Print every line of the listing below, starting with the line that holds "private HeaderMatcher replyHeaderMatcher;" and going on through the line that holds "We should revise", both included, and print nothing else.

* [Information provided]

*** Begin section ***

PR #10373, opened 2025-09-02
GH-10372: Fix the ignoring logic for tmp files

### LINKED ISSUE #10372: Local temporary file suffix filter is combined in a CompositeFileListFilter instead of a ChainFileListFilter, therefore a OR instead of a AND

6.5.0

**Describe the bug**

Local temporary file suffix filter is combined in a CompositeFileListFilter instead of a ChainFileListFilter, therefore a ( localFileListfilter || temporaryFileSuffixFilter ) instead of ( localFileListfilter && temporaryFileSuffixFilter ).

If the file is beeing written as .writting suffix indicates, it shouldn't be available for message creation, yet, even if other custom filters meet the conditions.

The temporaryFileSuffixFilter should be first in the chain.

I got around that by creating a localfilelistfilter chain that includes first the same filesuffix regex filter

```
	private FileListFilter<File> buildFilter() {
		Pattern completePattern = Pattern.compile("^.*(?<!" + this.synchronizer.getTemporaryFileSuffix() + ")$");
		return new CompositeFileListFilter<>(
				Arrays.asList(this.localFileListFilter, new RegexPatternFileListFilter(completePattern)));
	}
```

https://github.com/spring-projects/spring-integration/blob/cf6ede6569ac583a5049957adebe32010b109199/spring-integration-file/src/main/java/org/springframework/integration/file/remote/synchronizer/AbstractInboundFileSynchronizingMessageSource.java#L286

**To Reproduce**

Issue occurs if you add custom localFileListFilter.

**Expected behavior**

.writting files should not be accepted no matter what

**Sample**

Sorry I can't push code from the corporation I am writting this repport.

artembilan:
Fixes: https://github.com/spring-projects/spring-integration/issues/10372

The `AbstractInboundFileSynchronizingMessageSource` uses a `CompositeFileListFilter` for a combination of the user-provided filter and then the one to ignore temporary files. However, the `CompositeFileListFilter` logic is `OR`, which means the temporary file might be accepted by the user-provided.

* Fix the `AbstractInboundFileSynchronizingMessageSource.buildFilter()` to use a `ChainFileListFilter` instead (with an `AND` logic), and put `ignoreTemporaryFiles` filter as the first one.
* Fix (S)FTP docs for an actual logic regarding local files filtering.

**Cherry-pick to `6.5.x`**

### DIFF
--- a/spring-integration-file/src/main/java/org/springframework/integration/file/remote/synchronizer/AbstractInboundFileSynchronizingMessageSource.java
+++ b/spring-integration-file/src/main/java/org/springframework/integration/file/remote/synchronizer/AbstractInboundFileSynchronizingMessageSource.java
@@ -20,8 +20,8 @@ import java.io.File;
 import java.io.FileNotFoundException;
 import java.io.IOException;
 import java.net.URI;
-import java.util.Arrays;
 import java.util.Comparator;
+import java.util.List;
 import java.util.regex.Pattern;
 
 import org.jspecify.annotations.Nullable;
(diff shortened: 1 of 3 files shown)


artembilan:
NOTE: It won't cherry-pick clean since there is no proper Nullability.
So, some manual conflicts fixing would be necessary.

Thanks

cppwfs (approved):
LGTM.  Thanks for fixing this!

*** End section ***
*** Begin section ***

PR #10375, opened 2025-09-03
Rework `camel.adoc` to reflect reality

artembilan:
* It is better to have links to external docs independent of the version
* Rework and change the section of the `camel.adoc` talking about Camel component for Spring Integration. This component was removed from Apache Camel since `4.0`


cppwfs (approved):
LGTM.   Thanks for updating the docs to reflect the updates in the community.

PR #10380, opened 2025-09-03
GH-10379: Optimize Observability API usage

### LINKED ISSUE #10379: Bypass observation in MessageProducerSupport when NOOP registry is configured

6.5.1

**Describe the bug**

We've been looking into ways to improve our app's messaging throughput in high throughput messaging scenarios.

*** End section ***
*** Begin section ***

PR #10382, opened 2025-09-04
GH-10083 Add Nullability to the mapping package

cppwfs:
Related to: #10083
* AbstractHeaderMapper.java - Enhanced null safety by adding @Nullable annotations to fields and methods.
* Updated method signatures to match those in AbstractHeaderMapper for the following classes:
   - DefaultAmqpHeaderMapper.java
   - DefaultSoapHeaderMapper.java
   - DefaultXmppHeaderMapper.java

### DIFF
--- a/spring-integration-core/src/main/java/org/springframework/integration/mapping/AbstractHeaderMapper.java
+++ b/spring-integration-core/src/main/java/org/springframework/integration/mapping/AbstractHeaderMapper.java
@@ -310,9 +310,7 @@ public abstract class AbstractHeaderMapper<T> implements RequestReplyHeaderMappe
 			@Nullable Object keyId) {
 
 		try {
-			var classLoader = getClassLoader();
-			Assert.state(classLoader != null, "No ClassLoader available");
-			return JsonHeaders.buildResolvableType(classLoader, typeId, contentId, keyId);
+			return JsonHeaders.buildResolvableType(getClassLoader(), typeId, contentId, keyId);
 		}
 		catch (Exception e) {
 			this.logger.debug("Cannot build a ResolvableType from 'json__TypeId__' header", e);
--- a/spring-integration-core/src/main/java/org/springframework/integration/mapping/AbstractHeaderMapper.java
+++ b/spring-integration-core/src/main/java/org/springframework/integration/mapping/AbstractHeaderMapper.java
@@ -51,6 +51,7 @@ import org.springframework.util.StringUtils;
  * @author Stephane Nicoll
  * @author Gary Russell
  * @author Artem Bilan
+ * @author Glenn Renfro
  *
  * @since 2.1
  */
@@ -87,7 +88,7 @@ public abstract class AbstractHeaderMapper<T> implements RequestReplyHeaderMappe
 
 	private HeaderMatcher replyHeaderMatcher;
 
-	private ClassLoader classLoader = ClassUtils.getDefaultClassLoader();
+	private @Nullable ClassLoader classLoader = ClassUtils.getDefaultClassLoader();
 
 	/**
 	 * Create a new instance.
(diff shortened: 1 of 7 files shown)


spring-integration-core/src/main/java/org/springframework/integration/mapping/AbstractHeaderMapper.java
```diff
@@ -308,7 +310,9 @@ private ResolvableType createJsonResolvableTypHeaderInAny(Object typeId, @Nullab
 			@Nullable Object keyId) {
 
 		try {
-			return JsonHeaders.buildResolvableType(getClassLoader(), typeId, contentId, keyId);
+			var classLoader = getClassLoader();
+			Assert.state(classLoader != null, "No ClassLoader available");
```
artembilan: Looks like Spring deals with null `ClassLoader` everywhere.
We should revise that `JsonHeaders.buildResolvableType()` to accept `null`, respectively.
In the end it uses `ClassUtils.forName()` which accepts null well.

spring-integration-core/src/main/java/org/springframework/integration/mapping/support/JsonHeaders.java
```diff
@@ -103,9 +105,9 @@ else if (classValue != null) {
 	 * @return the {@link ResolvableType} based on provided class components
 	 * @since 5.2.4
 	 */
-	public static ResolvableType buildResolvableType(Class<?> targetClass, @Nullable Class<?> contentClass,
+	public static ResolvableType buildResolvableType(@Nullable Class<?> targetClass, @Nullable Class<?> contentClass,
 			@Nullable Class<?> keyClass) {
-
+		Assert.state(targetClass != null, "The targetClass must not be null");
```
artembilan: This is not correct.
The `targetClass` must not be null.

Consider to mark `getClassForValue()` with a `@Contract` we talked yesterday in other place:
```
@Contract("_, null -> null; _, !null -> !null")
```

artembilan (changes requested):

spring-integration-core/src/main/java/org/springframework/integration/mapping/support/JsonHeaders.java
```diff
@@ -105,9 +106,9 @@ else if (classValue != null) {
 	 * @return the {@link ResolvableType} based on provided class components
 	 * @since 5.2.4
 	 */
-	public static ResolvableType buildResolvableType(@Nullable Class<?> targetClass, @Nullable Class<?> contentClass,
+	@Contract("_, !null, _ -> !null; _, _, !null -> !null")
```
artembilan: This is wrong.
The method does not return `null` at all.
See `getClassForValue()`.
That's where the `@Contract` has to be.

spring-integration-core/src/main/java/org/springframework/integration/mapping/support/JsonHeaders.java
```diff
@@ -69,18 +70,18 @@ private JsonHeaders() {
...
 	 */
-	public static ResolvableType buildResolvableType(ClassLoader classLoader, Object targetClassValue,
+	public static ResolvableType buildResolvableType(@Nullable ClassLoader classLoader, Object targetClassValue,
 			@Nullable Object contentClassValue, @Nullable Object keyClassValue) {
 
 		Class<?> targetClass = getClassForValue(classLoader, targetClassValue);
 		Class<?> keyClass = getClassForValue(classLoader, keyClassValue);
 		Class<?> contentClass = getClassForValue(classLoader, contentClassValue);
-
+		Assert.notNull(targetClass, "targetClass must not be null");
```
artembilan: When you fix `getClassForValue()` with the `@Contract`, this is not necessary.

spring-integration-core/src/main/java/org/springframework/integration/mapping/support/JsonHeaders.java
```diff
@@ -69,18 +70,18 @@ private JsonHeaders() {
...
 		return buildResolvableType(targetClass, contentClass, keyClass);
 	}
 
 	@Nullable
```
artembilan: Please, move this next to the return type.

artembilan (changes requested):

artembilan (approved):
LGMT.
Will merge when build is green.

*** End section ***

* [Your response]
 	private HeaderMatcher replyHeaderMatcher;
 
-	private ClassLoader classLoader = ClassUtils.getDefaultClassLoader();
+	private @Nullable ClassLoader classLoader = ClassUtils.getDefaultClassLoader();
 
 	/**
 	 * Create a new instance.
(diff shortened: 1 of 7 files shown)


spring-integration-core/src/main/java/org/springframework/integration/mapping/AbstractHeaderMapper.java
```diff
@@ -308,7 +310,9 @@ private ResolvableType createJsonResolvableTypHeaderInAny(Object typeId, @Nullab
 			@Nullable Object keyId) {
 
 		try {
-			return JsonHeaders.buildResolvableType(getClassLoader(), typeId, contentId, keyId);
+			var classLoader = getClassLoader();
+			Assert.state(classLoader != null, "No ClassLoader available");
```
artembilan: Looks like Spring deals with null `ClassLoader` everywhere.
We should revise that `JsonHeaders.buildResolvableType()` to accept `null`, respectively.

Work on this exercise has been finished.